Work instruction »
The output is the lines below from the one with "PR #24, opened 2016-06-08" through the one with "vinniefalco: Updated", both included, printed exactly and with no other line.

Excerpted data »
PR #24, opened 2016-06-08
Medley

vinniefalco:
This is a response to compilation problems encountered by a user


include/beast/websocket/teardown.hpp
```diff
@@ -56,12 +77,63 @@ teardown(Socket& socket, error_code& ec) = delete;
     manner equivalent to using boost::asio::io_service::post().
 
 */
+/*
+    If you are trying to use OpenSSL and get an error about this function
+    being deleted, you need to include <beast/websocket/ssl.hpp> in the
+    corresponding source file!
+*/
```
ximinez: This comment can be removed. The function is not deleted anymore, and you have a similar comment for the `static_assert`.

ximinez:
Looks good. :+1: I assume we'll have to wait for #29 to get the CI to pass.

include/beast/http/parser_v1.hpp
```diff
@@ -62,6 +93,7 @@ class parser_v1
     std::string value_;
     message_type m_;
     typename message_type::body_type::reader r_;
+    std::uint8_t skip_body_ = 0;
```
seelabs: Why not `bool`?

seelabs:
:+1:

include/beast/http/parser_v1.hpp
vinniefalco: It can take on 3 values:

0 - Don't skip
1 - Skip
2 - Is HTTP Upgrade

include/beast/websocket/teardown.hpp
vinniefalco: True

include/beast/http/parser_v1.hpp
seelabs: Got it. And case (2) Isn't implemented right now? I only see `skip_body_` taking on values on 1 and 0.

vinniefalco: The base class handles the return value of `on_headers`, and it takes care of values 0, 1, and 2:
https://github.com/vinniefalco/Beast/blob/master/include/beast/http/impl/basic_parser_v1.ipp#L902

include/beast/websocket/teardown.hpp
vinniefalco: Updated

--

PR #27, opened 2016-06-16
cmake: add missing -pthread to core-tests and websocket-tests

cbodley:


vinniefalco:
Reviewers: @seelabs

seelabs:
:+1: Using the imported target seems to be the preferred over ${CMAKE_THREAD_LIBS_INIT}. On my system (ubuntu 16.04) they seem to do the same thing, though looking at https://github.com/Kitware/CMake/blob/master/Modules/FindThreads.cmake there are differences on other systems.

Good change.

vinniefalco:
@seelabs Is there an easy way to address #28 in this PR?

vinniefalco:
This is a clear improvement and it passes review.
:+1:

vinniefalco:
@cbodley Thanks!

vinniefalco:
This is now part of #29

* * *

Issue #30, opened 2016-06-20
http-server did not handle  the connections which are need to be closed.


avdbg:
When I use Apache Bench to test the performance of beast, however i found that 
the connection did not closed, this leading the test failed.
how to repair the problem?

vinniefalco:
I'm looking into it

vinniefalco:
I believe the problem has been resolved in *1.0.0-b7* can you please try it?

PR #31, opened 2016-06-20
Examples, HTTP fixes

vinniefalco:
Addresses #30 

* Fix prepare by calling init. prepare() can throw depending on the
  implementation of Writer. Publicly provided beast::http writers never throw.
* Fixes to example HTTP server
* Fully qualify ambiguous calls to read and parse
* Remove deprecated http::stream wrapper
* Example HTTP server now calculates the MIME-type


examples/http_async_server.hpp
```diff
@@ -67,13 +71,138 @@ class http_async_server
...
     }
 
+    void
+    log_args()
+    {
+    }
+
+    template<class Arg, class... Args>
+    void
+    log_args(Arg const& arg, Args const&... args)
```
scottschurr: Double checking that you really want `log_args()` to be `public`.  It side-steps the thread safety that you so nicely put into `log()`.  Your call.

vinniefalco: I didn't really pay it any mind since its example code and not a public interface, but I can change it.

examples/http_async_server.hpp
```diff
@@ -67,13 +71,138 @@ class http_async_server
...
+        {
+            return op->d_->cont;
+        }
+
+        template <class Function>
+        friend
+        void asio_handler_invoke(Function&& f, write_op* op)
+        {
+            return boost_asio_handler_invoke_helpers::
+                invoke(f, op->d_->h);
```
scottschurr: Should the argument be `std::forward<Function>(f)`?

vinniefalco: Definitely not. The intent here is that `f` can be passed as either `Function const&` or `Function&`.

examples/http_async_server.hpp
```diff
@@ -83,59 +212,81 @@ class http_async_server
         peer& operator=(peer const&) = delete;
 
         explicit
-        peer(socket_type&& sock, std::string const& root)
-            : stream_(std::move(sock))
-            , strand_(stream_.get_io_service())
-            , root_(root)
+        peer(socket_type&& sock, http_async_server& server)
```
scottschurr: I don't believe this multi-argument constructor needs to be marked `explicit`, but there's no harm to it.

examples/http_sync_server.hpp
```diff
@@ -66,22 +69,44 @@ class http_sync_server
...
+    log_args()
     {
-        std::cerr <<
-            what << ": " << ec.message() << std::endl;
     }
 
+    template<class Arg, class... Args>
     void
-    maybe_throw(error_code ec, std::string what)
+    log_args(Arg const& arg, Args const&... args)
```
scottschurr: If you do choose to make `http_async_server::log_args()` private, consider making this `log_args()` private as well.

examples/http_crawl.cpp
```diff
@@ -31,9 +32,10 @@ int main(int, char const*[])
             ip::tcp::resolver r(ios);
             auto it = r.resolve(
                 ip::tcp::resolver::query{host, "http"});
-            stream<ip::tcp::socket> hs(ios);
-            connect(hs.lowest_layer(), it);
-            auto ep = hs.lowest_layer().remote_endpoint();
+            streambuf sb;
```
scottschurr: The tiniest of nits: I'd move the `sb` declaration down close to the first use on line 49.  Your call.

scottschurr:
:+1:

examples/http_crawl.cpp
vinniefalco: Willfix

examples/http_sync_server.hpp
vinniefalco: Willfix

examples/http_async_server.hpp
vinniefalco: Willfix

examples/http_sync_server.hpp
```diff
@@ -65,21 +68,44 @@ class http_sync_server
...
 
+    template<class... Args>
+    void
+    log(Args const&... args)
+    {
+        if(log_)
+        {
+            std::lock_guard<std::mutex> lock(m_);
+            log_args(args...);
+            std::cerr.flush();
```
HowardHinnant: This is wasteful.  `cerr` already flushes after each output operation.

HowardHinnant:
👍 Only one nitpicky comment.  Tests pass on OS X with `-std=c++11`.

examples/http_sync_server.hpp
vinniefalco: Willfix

Result below »
PR #24, opened 2016-06-08
Medley

vinniefalco:
This is a response to compilation problems encountered by a user


include/beast/websocket/teardown.hpp
```diff
@@ -56,12 +77,63 @@ teardown(Socket& socket, error_code& ec) = delete;
     manner equivalent to using boost::asio::io_service::post().
 
 */
+/*
+    If you are trying to use OpenSSL and get an error about this function
+    being deleted, you need to include <beast/websocket/ssl.hpp> in the
+    corresponding source file!
+*/
```
ximinez: This comment can be removed. The function is not deleted anymore, and you have a similar comment for the `static_assert`.

ximinez:
Looks good. :+1: I assume we'll have to wait for #29 to get the CI to pass.

include/beast/http/parser_v1.hpp
```diff
@@ -62,6 +93,7 @@ class parser_v1
     std::string value_;
     message_type m_;
     typename message_type::body_type::reader r_;
+    std::uint8_t skip_body_ = 0;
```
seelabs: Why not `bool`?

seelabs:
:+1:

include/beast/http/parser_v1.hpp
vinniefalco: It can take on 3 values:

0 - Don't skip
1 - Skip
2 - Is HTTP Upgrade

include/beast/websocket/teardown.hpp
vinniefalco: True

include/beast/http/parser_v1.hpp
seelabs: Got it. And case (2) Isn't implemented right now? I only see `skip_body_` taking on values on 1 and 0.

vinniefalco: The base class handles the return value of `on_headers`, and it takes care of values 0, 1, and 2:
https://github.com/vinniefalco/Beast/blob/master/include/beast/http/impl/basic_parser_v1.ipp#L902

include/beast/websocket/teardown.hpp
vinniefalco: Updated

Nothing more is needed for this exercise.